Ray's Blog

There, given, clear, rich

bentknee

“Suddenly, after ten thousand years of myth and history, we find ourselves floundering in a marsh.  The footing upon which our forebears proceeded through life has fallen away and we are awash in the fen.

What marsh?  What fen?  What footing?

The footing, surely, would have been the whole set of suppositions that lay underneath the ordinary business of human life for all tribes, all cultures, and all civilizations, Oriental, African, Occidental, or Oceanic, for as many aeons as we can uncover.  One of these suppositions, and one that appears to have been vastly widespread, was that humanity appears under the splendid and dual modality of male and female, and that this is good.  It took no special perspicacity to see this: any savage, any peasant, any coolie, proceeded on this assumption, along with the sages, seers and saints.  All young men and women becoming aware of each other, all bridegrooms approaching their brides, all husbands and wives coupling fruitfully, all fathers and mothers united in rearing their sons and daughters so that they in their turn might enter this wonderful Dance – they all thought, if they thought about it at all, that the distinction was there, and given, and clear, and rich.

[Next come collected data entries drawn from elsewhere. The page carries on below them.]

PR #150, opened 2019-11-29
GDB-4123 Register unauthorized interceptor in core

desislava-hristova-ontotext:
Currently the interceptor is attached when you access one of the user endpoints (login, user*). This means that the interceptor is attached when you hit the login endpoint  after securityInit is triggered (in security initialization). This is error prone since if you do not hit the login page for some reason (error during security init), the interceptor will not be attached.

### DIFF
--- a/src/js/angular/security/app.js
+++ b/src/js/angular/security/app.js
@@ -1,7 +1,6 @@
 import 'angular/core/services';
 import 'angular/core/directives';
 import 'angular/security/controllers';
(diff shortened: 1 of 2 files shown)


src/js/angular/security/app.js
```diff
@@ -14,12 +13,3 @@ const modules = [
 ];
 
 const securityApp = angular.module('graphdb.framework.security', modules);
```
svilenvelikov: We don't need the `securityApp` variable already.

But suddenly we are told that it has all been a mistake.  The distinction that has appeared to everyone as such a bright fixity, and that has nourished all song and story, and has gilded all human ordinariness with bliss, and from which has sprung all manner of valor and charity and nobility and joy – this distinction is cultural only.  It is superficial.  It is irrelevant.  Nay, it is pernicious.  We are persons, not men and women.  Pray don’t chain us down to these heavy and embarrassing fleshy categories.  There is an entity ‘me’ that has nothing to do with the costume under which I am obliged to masquerade.”

Thomas Howard, “The Yoke of Fatherhood,” Christianity Today, 23 June 1978, page 10.  Italics original.